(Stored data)
= = = =
PR #227, opened 2026-08-27
analyze: match wakeups to slices with an ASOF JOIN in the cpu_stats runqueue query

josefbacik:
SQL-only change to `cpu_stats`' runqueue-depth query; no schema change, no BPF change.

## Why

`cpu_stats` estimates per-CPU runqueue depth by matching every wakeup (`thread_state.state = 0`) to the `sched_slice` it precedes. The match was an inequality join — `w.ts BETWEEN COALESCE(s.prev_end_ts, 0) AND s.ts` over all slices of the same utid — followed by `DISTINCT`, with a `ROW_NUMBER` window to dedup wakeups. Under the locked DuckDB configuration the MCP server runs with (`memory_limit` derived from the cgroup, `threads` capped, a bounded spill directory), that is the plan an analyzer hangs on when the trace is large: the range join builds an intermediate DuckDB cannot spill, so on whole-node traces of tens of millions of rows the first `cpu_stats` call either crawls past the analyzer's deadline or fails with an out-of-memory error.

## What changes

Consecutive slices of one utid have disjoint `[prev_end_ts, ts]` windows, so at most one slice qualifies per wakeup. An `ASOF JOIN` — the first slice of the same utid that starts at or after the wakeup, with the window's lower bound kept as a post-filter — produces exactly the same matches in one ordered merge pass, with no `DISTINCT` needed (ASOF is 1:1). The wakeup dedup becomes `SELECT DISTINCT` over the same `(ts, utid, cpu)` key. The percentile stage (`QUANTILE_CONT` over the running depth) is untouched, so the numbers are the same.

## Measured

192-CPU, 6000-thread, 60 s synthetic trace in systing's schema (`sched_slice` + `thread_state`), one query per process, DuckDB `memory_limit` / `threads` / `temp_directory` / `max_temp_directory_size` set the way the locked config sets them:

| rows | bound | before (range join) | after (ASOF) |
|---|---|---|---|
| 62 M | 4 GiB / 4 threads | 58 s, no spill | 15 s, no spill |
| 62 M | 1.5 GiB / 2 threads | out-of-memory error | 30 s, spills 1.8 GiB |
| 186 M | 4 GiB / 4 threads | out-of-memory error | 81 s, spills 7.2 GiB |
| 186 M | 8 GiB / 4 threads | 428 s | 53 s, spills 3.9 GiB |

The cost was the join, not the quantile: swapping `QUANTILE_CONT` for `approx_quantile` on top of the ASOF form changed the wall time by 0.1 s, so the exact quantile stays.

## Tests

- The shape tests in `cpu_stats.rs` are updated for the new CTEs (`wakeups` via `SELECT DISTINCT`, `ASOF JOIN … WHERE w.ts >= COALESCE(s.prev_end_ts, 0)`, no `INNER JOIN`, no `ROW_NUMBER`).
- New `test_runqueue_query_asof_matches_range_join`: an in-memory DuckDB fixture (4 CPUs, 5 threads each, 300 slices per CPU; a wakeup before most slices, spurious wakeups inside the thread's previous run, cross-CPU wakeup targets, duplicate wakeup rows, a thread that wakes but never runs, non-wakeup `thread_state` rows) runs the old query verbatim as the oracle and asserts the `events` multiset is identical, the matched-wakeup counts are equal and sit strictly between 0 and the wakeup count (both branches exercised), and the per-CPU p50/p90/p99 agree within the one depth step that the `+1`/`-1` pair of a matched wakeup at one timestamp leaves to sort order.
- On the 62 M-row synthetic trace the ASOF form reproduced the range-join form's p50 on all 192 CPUs and p90/p99 on 190 of them (±1 on two, the same tie-order effect).

Gates on this tree (DuckDB v1.5.4, the version `libduckdb-sys` pins): `cargo fmt --check` clean, `cargo clippy --all-targets -- -D warnings` clean, `cargo test` 563 lib tests + the integration targets passed, 0 failed.

### DIFF
--- a/src/analyze/cpu_stats.rs
+++ b/src/analyze/cpu_stats.rs
@@ -237,18 +237,28 @@ fn build_softirq_time_query(trace_id: Option<&str>) -> String {
 fn build_runqueue_query(trace_id: Option<&str>) -> String {
     let filter_ts = trace_id_filter(trace_id, "ts.");
     let filter_ss = trace_id_filter(trace_id, "ss.");
-    // Deduplicate wakeups per (utid, scheduling-window) so that spurious
-    // wakeups between the same pair of sched_slices produce only one +1 event.
-    // The -1 side already uses DISTINCT, so this keeps +1/-1 balanced.
+    // Deduplicate wakeups per (utid, target cpu, ts) so that spurious wakeups
+    // between the same pair of sched_slices produce only one +1 event. The -1
+    // side is one row per matched wakeup, so this keeps +1/-1 balanced.
+    //
+    // A wakeup is matched to the sched_slice it precedes: the first slice of
+    // the same utid that starts at or after the wakeup, provided the wakeup
+    // came after the thread's previous slice ended (a wakeup that lands inside
+    // the previous run is spurious and stays unmatched). Consecutive slices of
+    // one utid have disjoint [prev_end_ts, ts] windows, so at most one slice
+    // qualifies per wakeup, and an ASOF JOIN -- one ordered merge over both
+    // sides -- yields the same matches as the range join
+    // `w.ts BETWEEN COALESCE(s.prev_end_ts, 0) AND s.ts` it replaces. That
+    // range join built an intermediate DuckDB cannot spill: on a 192-CPU trace
+    // of 62 M rows it took 58 s and failed with an out-of-memory error under a
+    // 1.5 GiB memory_limit, and at 186 M rows it took 428 s at 8 GiB and
+    // failed at 4 GiB, while this form takes 15 s / 53 s and spills gracefully
+    // under the same limits.
     format!(
-        "WITH dedup_wakeups AS (\
-             SELECT ts.ts, ts.utid, ts.cpu as target_cpu, \
-                    ROW_NUMBER() OVER (PARTITION BY ts.utid, ts.cpu, ts.ts ORDER BY ts.ts) as rn \
+        "WITH wakeups AS (\
+             SELECT DISTINCT ts.ts, ts.utid, ts.cpu as target_cpu \
              FROM thread_state ts \
              WHERE ts.state = 0 AND ts.cpu IS NOT NULL{filter_ts}\
-         ), \
-         wakeups AS (\
-             SELECT ts, utid, target_cpu FROM dedup_wakeups WHERE rn = 1\
          ), \
          sched_with_prev AS (\
              SELECT ss.ts, ss.cpu, ss.utid, \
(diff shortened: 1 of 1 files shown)


josefbacik:
rust-bpf-code-reviewer pass — executed in-session over the full diff of this PR (`.claude/agents/rust-bpf-code-reviewer.md` at `65c4535`, read as a tracked blob), before commit/push, per the repo's review-before-commit rule. Mechanics: the authoring session ran the definition's five passes itself; no separate agent process.

### Summary
A SQL-only change to `build_runqueue_query` in `src/analyze/cpu_stats.rs`: the wakeup→slice match moves from an inequality (range) join + `DISTINCT` to an `ASOF JOIN` with the same window predicate as a post-filter, and the wakeup dedup from a `ROW_NUMBER` window to `SELECT DISTINCT` over the same three columns. The percentile stage is untouched. The change is minimal, the match semantics are argued in the comment and pinned by a fixture test that runs the old query as an oracle, and the measured motivation (58 s → 428 s superlinear / OOM at a tight bound vs 15 s → 53 s with graceful spill) is stated where the next reader will look.

### Critical Issues
None. No schema change (`SCHEMA_VERSION`, `SCHEMA_CHANGES.md` untouched), no `Cargo.toml`/`Cargo.lock` version edit, no BPF code, no recorder, no ELF parsing, no `unsafe`.

### Improvements
- None required. Equivalence argument checked: consecutive slices of one utid have disjoint `[prev_end_ts, ts]` windows, so the range join matched at most one slice per wakeup; `ASOF JOIN … ON w.utid = s.utid AND w.ts <= s.ts` picks exactly the first slice starting at or after the wakeup, and the `WHERE w.ts >= COALESCE(s.prev_end_ts, 0)` post-filter rejects the same in-previous-run wakeups the range join never matched. ASOF is an inner join, so wakeups with no later slice drop out as before. `SELECT DISTINCT (ts, utid, cpu)` is the same dedup key as the old `ROW_NUMBER() OVER (PARTITION BY utid, cpu, ts)` / `rn = 1`.

### Suggestions
- `legacy_range_join_runqueue_query()` could return `&'static str` instead of `String` (test-only; `.to_string()` is harmless).
- `fixture_db()` inserts ~2,500 rows one statement at a time; a DuckDB `Appender` would be faster, but the whole test runs in 0.85 s so this is not worth the code.
- The equality test's `events_multiset_query` / `matched_count_query` split the SQL text at CTE names; that couples the test to the CTE naming, which the structure test already pins, so it is acceptable — a future rename of `events`/`rq_depth` will fail loudly, not silently.

### Positive Notes
- The old query is kept verbatim inside the test as the oracle and compared on the `events` multiset (exact) plus the percentiles (≤ 1 depth step, with the tie-order reason written down) — the right two comparisons for a join rewrite whose downstream stage is unchanged.
- The comment explains why (disjoint windows → ASOF is exact) and carries the measured numbers rather than a vague "faster"; no line-number references.
- `trace_id` filters are preserved on both sides (`{filter_ts}` / `{filter_ss}`), and the shape tests were updated rather than deleted.

Gates on this tree (the author's host, prebuilt DuckDB v1.5.4 = the crate's pinned version, `CARGO_BUILD_JOBS=2`, niced): `cargo fmt --all -- --check` clean; `cargo clippy --all-targets -- -D warnings` clean; `cargo test --lib analyze::cpu_stats` 15 passed (incl. `test_runqueue_query_asof_matches_range_join`); full `cargo test` 563 lib tests + the integration targets passed, 0 failed.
= = = =
### Work to be completed:
The output should be exactly the lines above from the line containing "fn build_runqueue_query(trace_id: Option<&str>)" to the line containing "as the range join", inclusive, with no other lines.

### Expected output:
 fn build_runqueue_query(trace_id: Option<&str>) -> String {
     let filter_ts = trace_id_filter(trace_id, "ts.");
     let filter_ss = trace_id_filter(trace_id, "ss.");
-    // Deduplicate wakeups per (utid, scheduling-window) so that spurious
-    // wakeups between the same pair of sched_slices produce only one +1 event.
-    // The -1 side already uses DISTINCT, so this keeps +1/-1 balanced.
+    // Deduplicate wakeups per (utid, target cpu, ts) so that spurious wakeups
+    // between the same pair of sched_slices produce only one +1 event. The -1
+    // side is one row per matched wakeup, so this keeps +1/-1 balanced.
+    //
+    // A wakeup is matched to the sched_slice it precedes: the first slice of
+    // the same utid that starts at or after the wakeup, provided the wakeup
+    // came after the thread's previous slice ended (a wakeup that lands inside
+    // the previous run is spurious and stays unmatched). Consecutive slices of
+    // one utid have disjoint [prev_end_ts, ts] windows, so at most one slice
+    // qualifies per wakeup, and an ASOF JOIN -- one ordered merge over both
+    // sides -- yields the same matches as the range join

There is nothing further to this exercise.